Originally Gibsons Elementary School was going to undergo a seismic upgrade, but a feasibility study done in 2007 showed constructing a smaller, more energy-efficient school to be more cost-effective.

Once the evaluation team picks their three favourite architects, a more detailed request for proposals will go out to them, including the team's criteria for the build.

"The RFP will put some restrictions on what we want. Like if we want parking in a certain place if they want certain fields to be preserved that's the kind of thing that will go into the RFP, and I think that will be happening in October," White said.

The school board will have some input when deciding the criteria, but White notes the majority of influence will come from users of the school who have been bringing forward their ideas to Luporini.

"She's the person on that team who's going to be connected to the community and representing the school's issues," he said.

He hopes the team will be able to look at designs for the new building by November, make a decision in early 2013 and begin building sometime in the spring of that year.

SD46 wants to have the new elementary school completed before school starts in 2014, but it's too early to tell if that timeline can be adhered to.

Once the new school is erected, the current school is likely to be demolished, although its fate has still to be finalized.

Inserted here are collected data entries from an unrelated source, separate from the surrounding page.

PR #3684, opened 2020-05-26
Reload page on changing conversation and disable start/join call when Talk hash is dirty

### LINKED ISSUE #3672: Force page refresh on conversation change when talk-hash was modified
## Steps to reproduce
1. Open a conversation
2. Change a talk admin setting in another tab 
3. Wait until you see the notice that talk was updated

### Expected behaviour
On changing of the conversation a page reload is done

### Actual behaviour
You can still change conversations and even start calls with the "old" UI being loaded

nickvergessen:
### Steps
1. Load a conversation
2. Modify a config or place `context.commit('setInitialNextcloudTalkHash', hash + hash)` in
https://github.com/nextcloud/spreed/blob/fcd7960c18709fa516cc1757395cf8ff26a72fd7/src/store/talkHashStore.js#L65 before step 1
3. After the next room (list) refresh you should see `X-Nextcloud-Talk-Hash marked dirty:  RANDOM_SHA1` in the console
4. "Start call" button is now disabled
5. Clicking on another conversation will make a page reload

Fix #3672

### DIFF
--- a/src/App.vue
+++ b/src/App.vue
@@ -56,6 +56,7 @@ import {
 } from './utils/webrtc/index'
 import { emit } from '@nextcloud/event-bus'
 import browserCheck from './mixins/browserCheck'
+import talkHashCheck from './mixins/talkHashCheck'
 
 export default {
 	name: 'App',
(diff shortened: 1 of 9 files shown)


nickvergessen:
> Note that, when the external signaling server is used, there is no periodic fetching of the conversation when Talk is in the sidebars;

Hmm, I didn't even know that. But yeah, the main issue is people being active on talk all day. I assume you don't idle in the open sidebar 2-3h and then start a call.

PR #3686, opened 2020-05-26
Don't request avatars for user null

nickvergessen:
### Steps
1. Have a call with a guest
2. See a request for `https://localhost/index.php/avatar/null/300`


src/components/CallView/shared/VideoBackground.vue
```diff
@@ -25,8 +25,9 @@
 		<img
 			v-if="hasPicture"
 			:src="backgroundImage"
-			class="video-background__picture">
-		<div v-if="!hasPicture"
+			class="video-background__picture"
+			alt="">
```
jancborchardt, line 29: :heart:

PR #3687, opened 2020-05-26
Store the guest name in browser storage

nickvergessen:
### Step
1. As a guest join a conversation
2. Set a guest user name
3. Do a page refresh (e.g. because being prompted by the "Talk was updated" notice)
4. Check that your name is still set

### DIFF
--- a/src/components/SetGuestUsername.vue
+++ b/src/components/SetGuestUsername.vue
@@ -62,6 +62,7 @@ export default {
 		return {
 			guestUserName: '',
 			isEditingUsername: false,
+			delayHandleUserNameFromBrowserStorage: false,
 		}
 	},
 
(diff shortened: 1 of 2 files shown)


src/components/SetGuestUsername.vue
```diff
@@ -62,18 +63,46 @@ export default {
...
+			if (this.delayHandleUserNameFromBrowserStorage) {
+				console.debug('Saving guest name from browser storage to the session')
+				this.handleChooseUserName()
+				this.delayHandleUserNameFromBrowserStorage = false
+			}
+		},
+	},
+
+	mounted() {
+		this.guestUserName = BrowserStorage.getItem('guestName')
```
nickvergessen, line 93: Todo https://github.com/nextcloud/nextcloud-browser-storage/issues/3

nickvergessen:
Ready for review now.

Added a todo, to use `@nextcloud/browser-storage` or `OCP` when https://github.com/nextcloud/nextcloud-browser-storage/issues/3 got fixed in server. But since this is unlikely to backport, we just do this manually in the old way for now.

PR #3692, opened 2020-05-27
Add bottombar in screensharings

ma12-co:
## How to test

- create a call with at least 2 participants
- share the screen with one of them 

### before this pr:
no name or unfollow button were displayed;

### after this pr: 
participant name and unfollow button are displayed

### DIFF
--- a/src/components/CallView/shared/VideoBottomBar.vue
+++ b/src/components/CallView/shared/VideoBottomBar.vue
@@ -1,0 +1,270 @@
+<!--
+  - @copyright Copyright (c) 2020 Marco Ambrosini <marcoambrosini@pm.me>
+  -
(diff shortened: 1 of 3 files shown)


src/components/CallView/shared/VideoBottomBar.vue
```diff
@@ -0,0 +1,288 @@
...
+		boldenNameIndicator() {
+			return this.isSpeaking || this.isSelected
+		},
+
+		hasSelectedVideo() {
+			return this.$store.getters.selectedVideoPeerId !== null
+		},
+
+		stopFollowingLabel() {
+			return t('spreed', `Stop following`)
```
nickvergessen, line 174:
```suggestion
			return t('spreed', 'Stop following')
```

PR #3708, opened 2020-05-28
Bugfix/noid/switch to promoted view upon screenshare

ma12-co:


nickvergessen:
Doesn't seem to work for the person doing the screenshare.

PR #3738, opened 2020-06-04
Special handling of CLI administrators in system messages

### LINKED ISSUE #3664: Special handling of CLI interactions when managing users
## Steps to reproduce
1. Add a user via CLI to a conversation (#3465)
2. Chat shows the user was added by an administrator

### Expected behaviour
Clear message that the user was added by an admin

### Actual behaviour
Bildschirmfoto von 2020-05-25 14-28-54

cc @PhrozenByte in case you want to look into it, otherwise I might also have a look at some point

nickvergessen:
Fix #3664

### DIFF
--- a/lib/Chat/Parser/SystemMessage.php
+++ b/lib/Chat/Parser/SystemMessage.php
@@ -98,16 +98,22 @@ class SystemMessage {
 			$currentUserIsActor = $parsedParameters['actor']['type'] === 'guest' &&
 				sha1($participant->getSessionId()) === $parsedParameters['actor']['id'];
 		}
+		$cliIsActor = $parsedParameters['actor']['type'] === 'guest' &&
+			'guest/cli' === $parsedParameters['actor']['id'];
 
 		if ($message === 'conversation_created') {
 			$parsedMessage = $this->l->t('{actor} created the conversation');
 			if ($currentUserIsActor) {
 				$parsedMessage = $this->l->t('You created the conversation');
+			} elseif ($cliIsActor) {
+				$parsedMessage = $this->l->t('An administrator created the conversation');
 			}
 		} elseif ($message === 'conversation_renamed') {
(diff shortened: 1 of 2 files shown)


lib/Chat/Parser/SystemMessage.php
```diff
@@ -221,6 +259,11 @@ public function parseMessage(Message $chatMessage): void {
 				$parsedMessage = $this->l->t('You promoted {user} to moderator');
 			} elseif ($participant->isGuest() && $participant->getSessionId() === $parsedParameters['user']['id']) {
 				$parsedMessage = $this->l->t('{actor} promoted you to moderator');
+				if ($cliIsActor) {
+					$parsedMessage = $this->l->t('An administrator promoted you to moderator');
+				}
+			} elseif ($cliIsActor) {
+				$parsedMessage = $this->l->t('An administrator promoted {user} to moderator');
```
PhrozenByte, line 266: `guest_moderator_promoted` is never reached since we can't promote guests to moderators via CLI.

lib/Chat/Parser/SystemMessage.php
```diff
@@ -229,6 +272,11 @@ public function parseMessage(Message $chatMessage): void {
 				$parsedMessage = $this->l->t('You demoted {user} from moderator');
 			} elseif ($participant->isGuest() && $participant->getSessionId() === $parsedParameters['user']['id']) {
 				$parsedMessage = $this->l->t('{actor} demoted you from moderator');
+				if ($cliIsActor) {
+					$parsedMessage = $this->l->t('An administrator demoted you from moderator');
+				}
+			} elseif ($cliIsActor) {
+				$parsedMessage = $this->l->t('An administrator demoted {user} from moderator');
```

"That could still be subject to what the proposals come up with, what the architects propose for the site, but it doesn't make a lot of sense to keep the old school because it's an old building and we would have no way of maintaining it. We'd have no funding for it," White said. "Certainly no one has come forward saying they'd like to take it over as a community project and look after all the energy costs or anything like that. Because it's such a liability being so old and costing so much to keep going, tearing it down would make the most sense and it would clear off the site, too, for maybe a field or playgrounds or parking."

He said the school board is excited to see construction begin.

"This is the first new school on the Sunshine Coast since Kinnikinnick was built in the late '90s," he noted.